# McClelland 5110: Dark English Full



## owaindav (Mar 7, 2010)

Got me a little of this from WyoBob last night in the mail. The bag got stuck to the adhesive of the shipping box and pulled a hole open. So I had to get this jarred up immediately. Hey, why not load a pipe for the morning while I'm at it?

Interesting McClelland here. There isn't that ketchupy aroma to this one that is so prevalent in McC blends. It's a very dark blend with large-ish pieces of tobacco in it. The aroma is nice with smokey campfire smells. It's a little delicate to be what they call it: Dark English Full.

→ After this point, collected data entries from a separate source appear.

Issue #5377, opened 2023-01-11
Content of the 'docs-stable-2.0' branch gets magically deleted 


mmattel:
There is a strange situation we have to fix asap.

@micbar you have created the branch named `docs-stable-2.0` (see #5170) where we reference content from the ocis admin docs.

Then @kobergj has created a new autogenerated adoc file `extended_configvars.adoc` in the master branch which was not present when the above branch was created but relevant for it. Therefore I "backported" it, see PR #5298 (Create extended_configvars.adoc).

Now, we have created in the same context as above the `global_configvars.adoc` in master. When in preparation to backport it to `docs-stable-2.0`, I saw that the extended file is no longer present though the PR was merged.

@micbar can you bring in some light (and possible fix it) why it can be that files from `docs-stable-2.0` disappear? Could it be - whithout having this checked - that other files in that branch get updated too. Files in this branch should not get touched by any auto-process inside the ocis repo. These files need to stay "frozen".

Fixing this is important, because when we add/re-add the files necessary and they vanish again, we are in trouble.

micbar:
@mmattel The `docs-stable-2.0` branch gets written when we change the `stable-2.0` branch. All auto generated branches cannot "mix" with manually added files.

micbar:
> Fixing this is important, because when we add/re-add the files necessary and they vanish again, we are in trouble.

If you need something in the `docs-stable-2.0` branch, it should be generated from the `stable-2.0` branch.

mmattel:
> it should be generated from the stable-2.0 branch.

Oh, I was not aware of that...
Let me summarize, pls correct if I am wrong. If we need to add something into `docs-stable-2.0`, we create a PR with target `stable-2.0`. When merged, the changes will automatically be transported into `docs-stable-2.0` - right?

So I get up this morning and start heading out the door while I light this up. I'm really expecting a far bolder blend by the name. It's really not. It's certainly a nice blend but I think it lacks something. Whatever oriental that's there has blended so well with the virginia that it's barely discernable. The latakia also has blended with the others so it's very smooth. In that respect it's got quite a bit of merit. There's the flavor of anise. But the sweetness you get from, what I believe is to be an oriental similar to that in their Smyrna just cured differently, tends to make the anise closer to the licorice flavors. (Yes I know the flavors are the same but sometimes there's no sweetness to it and that's what I consider anise v. a sweeter flavor; licorice.)

When I smoke an english that is supposed to be full I actually expect more from the blend. 5110 seems to have married so well that it loses something to me. Good blend but there are better out there. I'd say this is english medium at best. If it had been billed as a medium or light english this would have gotten a better review.

edit: Oh yeah, and as some folks have said they like that I report the bite level I get. This one was not bitey at all!


----------



## Diodon nepheligina (Nov 5, 2009)

i just had this one for the first time today as well. I have had it sitting in a jar for nearly a year so perhaps that has aided in rounding it out. I agree that this is not a blend I would label as "Full". Medium is a more accurate designation. I found it to be quite pleasant and smooth to smoke but gave it a grade of "B". Nothing wrong with it but not one to rave about either.


----------



## Terrier (Jan 15, 2010)

I would be one of those folks who likes the way you report on the bite level. I do enjoy reading your reviews.


----------